I don't think there are any blocks against doing (1).

Unfortunately for (2), Twitter has a blanket robots.txt prohibition in place
for domain t.co. Perhaps IA could be convinced to ignore that robots.txt in
the public interest.

Alternatively, perhaps another site could be set up that itself accepts t.co
link-paths, in the background queries t.co, and returns both an HTML page and
working redirect that _isn 't_ robots.txt-blocked. LinkArchiver (and any other
similar sites) could as a convention archive responses of this other site
whenever they'd like to archive t.co.

------
jcahill
> It also required that I figure out how to “daemonize” the script[.] I found
> this aspect surprisingly difficult; it seems like a really basic need, but
> the documentation for how to do this was not especially easy to find. I host
> my bots on a Digital Ocean box running Ubuntu, so this script is running as
> a systemd service.

Agreed on the relative dearth of well-gisted tutorial content re: routine
sysadmin tasks.

Outlets that pump out tons of marginally-differentiable content on <today's
unnecessary stack element that'll have you terraforming the noosphere 333%
more, free> tend to prevail by sheer numbers.

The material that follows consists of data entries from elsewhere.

PR #221, opened 2022-12-02
docs: add small documentation and navigation changes to README

mfts:


mxcl:
I think these changes are sensible, though we should work on it a bit.

One issue with them is tea requires the first header to contain the version so we can extract it. Perhaps this is bad? But it's the case and we'd need to change the code if we were going to keep this structure.

Also `tea is not a package manager` is like a thing I like :)

mxcl:
https://github.com/mfts/tea-cli/tree/docs/improvements <-- to see changes

PR #227, opened 2022-12-05
POC: put a GUI inside the CLI

getneil:
This is just a quick and very dirty POC: https://www.loom.com/share/be3b09a0e6794dbf84001574036e2641

The idea is to be able to try to install packages via a UI.

how to use: `$ tea gui` then it will open `localhost:5001`
This will add the web static files in `$HOME/.tea/tea.xyz/tmp/gui`

There are several questions that need to be answered first:
1. where to put the GUI static web files. Ideally there is no .zip file here( or maybe there is one). How to update it if there is a bug? maybe it updates the same way as the tea cli auto updates itself?
2. how to update it, maybe compare it with a remote version every time `$ tea gui` is executed
3. how to share TS types/shapes between gui and cli? maybe they need to become a mono repo?


jhheider:
I think the answer to all 3 questions is probably to add tea.xyz/gui to the sync and use symlinks to cli's import-map.json and src directories the same way the pantries do.

PR #234, opened 2022-12-06
Adding deno.config 

otherJL0:
Adding a `deno.config` file provides:

* A recognizable file for the `deno lsp` to reference when working in editors other than VSCode
* A set of tasks to build and test with all flags with `deno task build` and `deno task test`

At this time the "fmt" section of the config is set to ignore all files since the current style deviates from deno's default style.


mxcl:
Do we still need `tsconfig.json`?

otherJL0:
We don't really need `tsconfig.json` anymore, I can remove it and update the PR. And yeah we could update the README with the new task commands.

lino-levan:
Any particular reason why this is a `.json` and not a `.jsonc`? I don't think it matters yet but if we ever want to add comments to it I think it would be valuable to have.

jhheider:
> At this time the "fmt" section of the config is set to ignore all files since the current style deviates from deno's default style.

A better question is: "should we codify our deviations and enable formatting?"

otherJL0:
`deno-config.json` is now `deno-config.jsonc` to allow for future comments. The README has been updated to use the more succinct `deno task` syntax for local development

PR #235, opened 2022-12-06
Don’t unquarantine

### LINKED ISSUE #157: permissions on tea-installed executables trigger corporate security monitoring
The use of `xattr com.apple.quarantine` to set permissions on tea-installed executables sets off reports with my company's global security operations center.

https://github.com/teaxyz/cli/blob/main/src/prefab/install.ts#L100

I ran the example command:
```tea +gnu.org/wget wget -qO- tea.xyz/white-paper```

And promptly got a warning from my global security team about permissions escalation:
```
File name: find
File path: /usr/bin/find
Command line: find /Users/amclin/.tea/openssl.org/v1.1.118 -xattrname com.apple.quarantine -perm -0200 -exec xattr -d com.apple.quarantine {} ;
```

They are using CrowdStrike to monitor this, but I have no direct way of testing allow/deny lists with them or CrowdStrike.

I am unclear if the flag happened because of the use of `-d com.apple.quarantine`, elevating the permission level to `0200`, or the masking of the command within `find`, but I suspect it is likely the removal of the `com.apple.quarantine` flag that set it off as I've never run into this alert from normal manual usage of `chmod` or by manually authorizing executables via the control panel's security settings.

mxcl:
Fixes #157

### DIFF
--- a/src/prefab/install.ts
+++ b/src/prefab/install.ts
@@ -65,8 +65,6 @@ export default async function install(pkg: Package, logger?: Logger): Promise<In
 
     const install = await cellar.resolve(pkg)
 
-    await unquarantine(install)
-
     const str = [
       gray(usePrefix().prettyString()),
       install.pkg.project,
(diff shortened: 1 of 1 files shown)


mxcl:
@jhheider I blew away my `~/.tea` installation to test this and so far nothing is broken. I tested `deno` first.

PR #236, opened 2022-12-06
fix: Outputting color codes on non-tty

lino-levan:
I don't know if this is the best way to do it, but it certainly is *a way* to do it. I think it is somewhat elegant that it does not need to modify the behavior of any other files.

ref: #3


lino-levan:
Closing this and reopening another PR with a signed commit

That being said, systemd is its own problem in need of abstracting away from.
Supervisor⁽¹⁾⁽²⁾ might be the layer you're looking for.

____________________

¹ [http://supervisord.org/index.html](http://supervisord.org/index.html)

² [https://digitalocean.com/community/tutorials/how-to-
install-...](https://digitalocean.com/community/tutorials/how-to-install-and-
manage-supervisor-on-ubuntu-and-debian-vps)